··· Supplied records

PR #4, opened 2022-05-10
[WOR-315] Add publish action

aherbst-broad:
## Context
Getting CI setup for BPM and ready for a dev deployment

## This PR
* Adds a publish action that fires on a new tag
* Adds a BPM specific slack hook instead of reusing the data catalog one

### DIFF
--- a/.github/workflows/publish.yml
+++ b/.github/workflows/publish.yml
@@ -25,6 +25,9 @@ jobs:
             ~/.gradle/caches
             ~/.gradle/wrapper
           key: v1-${{ runner.os }}-gradle-${{ hashFiles('**/*.gradle*', '**/gradle-wrapper.properties') }}
+          restore-keys: |
+            v1-${{ runner.os }}-gradle-
+
       - name: Parse tag
         id: tag
         run: echo ::set-output name=tag::$(git describe --tags)
--- a/.github/workflows/publish.yml
+++ b/.github/workflows/publish.yml
@@ -25,7 +25,6 @@ jobs:
             ~/.gradle/caches
             ~/.gradle/wrapper
           key: v1-${{ runner.os }}-gradle-${{ hashFiles('**/*.gradle*', '**/gradle-wrapper.properties') }}
-
       - name: Parse tag
         id: tag
         run: echo ::set-output name=tag::$(git describe --tags)
@@ -61,14 +60,14 @@ jobs:
         run: docker push ${{ steps.image-name.outputs.name }}
 
     # TODO dispatch notification to terra-helmfile once a chart is setup
-
-      - name: Notify slack on failure
-        uses: broadinstitute/action-slack@v3.8.0
-        if: failure()
-        env:
-          SLACK_WEBHOOK_URL: ${{ secrets.BPM_SLACK_WEBHOOK }}
-        with:
-          status: ${{ job.status }}
-          author_name: Publish to dev
-          fields: job
-          text: 'Publish failed :sadpanda:'
+#
+#      - name: Notify slack on failure
+#        uses: broadinstitute/action-slack@v3.8.0
+#        if: failure()
+#        env:
+#          SLACK_WEBHOOK_URL: ${{ secrets.BPM_SLACK_WEBHOOK }}
+#        with:
+#          status: ${{ job.status }}
+#          author_name: Publish to dev
+#          fields: job
+#          text: 'Publish failed :sadpanda:'
--- a/.github/workflows/publish.yml
+++ b/.github/workflows/publish.yml
@@ -7,6 +7,7 @@ env:
 
 jobs:
   publish-job:
+    # only publish on new tag
     if: startsWith(github.ref, 'refs/tags/')
     runs-on: ubuntu-latest
     steps:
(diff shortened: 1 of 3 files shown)


.github/workflows/publish.yml
```diff
@@ -0,0 +1,81 @@
...
+          java-version: '17'
+          distribution: 'temurin'
+
+      - name: Cache Gradle packages
+        uses: actions/cache@v2
+        with:
+          path: |
+            ~/.gradle/caches
+            ~/.gradle/wrapper
+          key: v1-${{ runner.os }}-gradle-refs/heads/dev-${{ github.sha }}
```
pshapiro4broad, line 27: I'm wondering about what this job is doing, since we don't use it in the catalog workflow code. Does it speed up the build? I remember looking at gradle build caching when I was setting up catalog and ended up looking at https://github.com/burrunan/gradle-cache-action but haven't done anything with it yet.

.github/workflows/publish.yml
```diff
@@ -0,0 +1,81 @@
...
+        run: echo ::set-output name=name::gcr.io/${GOOGLE_PROJECT}/${SERVICE_NAME}:${{ steps.tag.outputs.tag }}
+
+      - name: Add Google Cloud Profiler to Docker Image
+        run: docker build ./service -t billingprofilemanager:local
+
+      - name: Build image locally with jib
+        run: |
+          ./gradlew --build-cache :service:jibDockerBuild \
+          --image=${{ steps.image-name.outputs.name }} \
+          -Djib.from.image=docker://billingprofilemanager:local \
```
pshapiro4broad, line 58: I'm wondering about this too, since we don't use this directive when calling `jib` in our workflow. I thought that `jib.from.image` was a way to specify the base image. Does this override https://github.com/DataBiosphere/terra-billing-profile-manager/blob/main/service/publishing.gradle#L24 ?

.github/workflows/publish.yml
```diff
@@ -0,0 +1,75 @@
...
+            ~/.gradle/wrapper
+          key: v1-${{ runner.os }}-gradle-${{ hashFiles('**/*.gradle*', '**/gradle-wrapper.properties') }}
+          restore-keys: |
+            v1-${{ runner.os }}-gradle-
+
+      - name: Parse tag
+        id: tag
+        run: echo ::set-output name=tag::$(git describe --tags)
+
+      # TODO publish client
```
aherbst-broad, line 35: Ticket this

.github/workflows/publish.yml
```diff
@@ -0,0 +1,75 @@
...
+        with:
+          credentials_json: ${{ secrets.GCR_PUBLISH_KEY_B64 }}
+      - name: Explicitly auth Docker for GCR
+        run: gcloud auth configure-docker --quiet
+
+      - name: Construct docker image name and tag
+        id: image-name
+        run: echo ::set-output name=name::gcr.io/${GOOGLE_PROJECT}/${SERVICE_NAME}:${{ steps.tag.outputs.tag }}
+
+      # TODO add google cloud profiler
```
aherbst-broad, line 48: Ticket this

.github/workflows/publish.yml
```diff
@@ -0,0 +1,75 @@
...
+
+      - name: Run Trivy vulnerability scanner
+        uses: broadinstitute/dsp-appsec-trivy-action@v1
+        with:
+          image: ${{ steps.image-name.outputs.name }}
+
+      - name: Push GCR image
+        run: docker push ${{ steps.image-name.outputs.name }}
+
+      # TODO dispatch notification to terra-helmfile once a chart is setup
```
aherbst-broad, line 64: Ticket this

rtitle (approved):
This LGTM, I see a successful publish action 👍

.github/workflows/publish.yml
```diff
@@ -0,0 +1,75 @@
...
+on: create
+
+env:
+  SERVICE_NAME: ${{ github.event.repository.name }}
+  GOOGLE_PROJECT: broad-dsp-gcr-public
+
+jobs:
+  publish-job:
+    # only publish on new tag
+    if: startsWith(github.ref, 'refs/tags/')
```
aherbst-broad, line 11: Should only fire on main

.github/workflows/publish.yml
pshapiro4broad: I wonder how much improvement you'll get. I guess that would depend on how much time it takes to build in the first place.

.github/workflows/publish.yml
pshapiro4broad: I think BPM uses the same setup that catalog does, where the gradle config for `jib` handles downloading the cloud profiler and adding it to the base image. The BPM code for this is here: https://github.com/DataBiosphere/terra-billing-profile-manager/blob/main/service/publishing.gradle#L10

Given that setup, I think `jibDockerBuild` would be sufficient by itself.

pshapiro4broad: But maybe this form is better than the `jib` method? Or maybe it's doing something different altogether.

.github/workflows/publish.yml
aherbst-broad: https://broadworkbench.atlassian.net/browse/WOR-320

.github/workflows/publish.yml
aherbst-broad: https://broadworkbench.atlassian.net/browse/WOR-321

······

Word for word, give back the data shown above.

#### Answer box
PR #4, opened 2022-05-10
[WOR-315] Add publish action

aherbst-broad:
## Context
Getting CI setup for BPM and ready for a dev deployment

## This PR
* Adds a publish action that fires on a new tag
* Adds a BPM specific slack hook instead of reusing the data catalog one

### DIFF
--- a/.github/workflows/publish.yml
+++ b/.github/workflows/publish.yml
@@ -25,6 +25,9 @@ jobs:
             ~/.gradle/caches
             ~/.gradle/wrapper
           key: v1-${{ runner.os }}-gradle-${{ hashFiles('**/*.gradle*', '**/gradle-wrapper.properties') }}
+          restore-keys: |
+            v1-${{ runner.os }}-gradle-
+
       - name: Parse tag
         id: tag
         run: echo ::set-output name=tag::$(git describe --tags)
--- a/.github/workflows/publish.yml
+++ b/.github/workflows/publish.yml
@@ -25,7 +25,6 @@ jobs:
             ~/.gradle/caches
             ~/.gradle/wrapper
           key: v1-${{ runner.os }}-gradle-${{ hashFiles('**/*.gradle*', '**/gradle-wrapper.properties') }}
-
       - name: Parse tag
         id: tag
         run: echo ::set-output name=tag::$(git describe --tags)
@@ -61,14 +60,14 @@ jobs:
         run: docker push ${{ steps.image-name.outputs.name }}
 
     # TODO dispatch notification to terra-helmfile once a chart is setup
-
-      - name: Notify slack on failure
-        uses: broadinstitute/action-slack@v3.8.0
-        if: failure()
-        env:
-          SLACK_WEBHOOK_URL: ${{ secrets.BPM_SLACK_WEBHOOK }}
-        with:
-          status: ${{ job.status }}
-          author_name: Publish to dev
-          fields: job
-          text: 'Publish failed :sadpanda:'
+#
+#      - name: Notify slack on failure
+#        uses: broadinstitute/action-slack@v3.8.0
+#        if: failure()
+#        env:
+#          SLACK_WEBHOOK_URL: ${{ secrets.BPM_SLACK_WEBHOOK }}
+#        with:
+#          status: ${{ job.status }}
+#          author_name: Publish to dev
+#          fields: job
+#          text: 'Publish failed :sadpanda:'
--- a/.github/workflows/publish.yml
+++ b/.github/workflows/publish.yml
@@ -7,6 +7,7 @@ env:
 
 jobs:
   publish-job:
+    # only publish on new tag
     if: startsWith(github.ref, 'refs/tags/')
     runs-on: ubuntu-latest
     steps:
(diff shortened: 1 of 3 files shown)


.github/workflows/publish.yml
```diff
@@ -0,0 +1,81 @@
...
+          java-version: '17'
+          distribution: 'temurin'
+
+      - name: Cache Gradle packages
+        uses: actions/cache@v2
+        with:
+          path: |
+            ~/.gradle/caches
+            ~/.gradle/wrapper
+          key: v1-${{ runner.os }}-gradle-refs/heads/dev-${{ github.sha }}
```
pshapiro4broad, line 27: I'm wondering about what this job is doing, since we don't use it in the catalog workflow code. Does it speed up the build? I remember looking at gradle build caching when I was setting up catalog and ended up looking at https://github.com/burrunan/gradle-cache-action but haven't done anything with it yet.

.github/workflows/publish.yml
```diff
@@ -0,0 +1,81 @@
...
+        run: echo ::set-output name=name::gcr.io/${GOOGLE_PROJECT}/${SERVICE_NAME}:${{ steps.tag.outputs.tag }}
+
+      - name: Add Google Cloud Profiler to Docker Image
+        run: docker build ./service -t billingprofilemanager:local
+
+      - name: Build image locally with jib
+        run: |
+          ./gradlew --build-cache :service:jibDockerBuild \
+          --image=${{ steps.image-name.outputs.name }} \
+          -Djib.from.image=docker://billingprofilemanager:local \
```
pshapiro4broad, line 58: I'm wondering about this too, since we don't use this directive when calling `jib` in our workflow. I thought that `jib.from.image` was a way to specify the base image. Does this override https://github.com/DataBiosphere/terra-billing-profile-manager/blob/main/service/publishing.gradle#L24 ?

.github/workflows/publish.yml
```diff
@@ -0,0 +1,75 @@
...
+            ~/.gradle/wrapper
+          key: v1-${{ runner.os }}-gradle-${{ hashFiles('**/*.gradle*', '**/gradle-wrapper.properties') }}
+          restore-keys: |
+            v1-${{ runner.os }}-gradle-
+
+      - name: Parse tag
+        id: tag
+        run: echo ::set-output name=tag::$(git describe --tags)
+
+      # TODO publish client
```
aherbst-broad, line 35: Ticket this

.github/workflows/publish.yml
```diff
@@ -0,0 +1,75 @@
...
+        with:
+          credentials_json: ${{ secrets.GCR_PUBLISH_KEY_B64 }}
+      - name: Explicitly auth Docker for GCR
+        run: gcloud auth configure-docker --quiet
+
+      - name: Construct docker image name and tag
+        id: image-name
+        run: echo ::set-output name=name::gcr.io/${GOOGLE_PROJECT}/${SERVICE_NAME}:${{ steps.tag.outputs.tag }}
+
+      # TODO add google cloud profiler
```
aherbst-broad, line 48: Ticket this

.github/workflows/publish.yml
```diff
@@ -0,0 +1,75 @@
...
+
+      - name: Run Trivy vulnerability scanner
+        uses: broadinstitute/dsp-appsec-trivy-action@v1
+        with:
+          image: ${{ steps.image-name.outputs.name }}
+
+      - name: Push GCR image
+        run: docker push ${{ steps.image-name.outputs.name }}
+
+      # TODO dispatch notification to terra-helmfile once a chart is setup
```
aherbst-broad, line 64: Ticket this

rtitle (approved):
This LGTM, I see a successful publish action 👍

.github/workflows/publish.yml
```diff
@@ -0,0 +1,75 @@
...
+on: create
+
+env:
+  SERVICE_NAME: ${{ github.event.repository.name }}
+  GOOGLE_PROJECT: broad-dsp-gcr-public
+
+jobs:
+  publish-job:
+    # only publish on new tag
+    if: startsWith(github.ref, 'refs/tags/')
```
aherbst-broad, line 11: Should only fire on main

.github/workflows/publish.yml
pshapiro4broad: I wonder how much improvement you'll get. I guess that would depend on how much time it takes to build in the first place.

.github/workflows/publish.yml
pshapiro4broad: I think BPM uses the same setup that catalog does, where the gradle config for `jib` handles downloading the cloud profiler and adding it to the base image. The BPM code for this is here: https://github.com/DataBiosphere/terra-billing-profile-manager/blob/main/service/publishing.gradle#L10

Given that setup, I think `jibDockerBuild` would be sufficient by itself.

pshapiro4broad: But maybe this form is better than the `jib` method? Or maybe it's doing something different altogether.

.github/workflows/publish.yml
aherbst-broad: https://broadworkbench.atlassian.net/browse/WOR-320

.github/workflows/publish.yml
aherbst-broad: https://broadworkbench.atlassian.net/browse/WOR-321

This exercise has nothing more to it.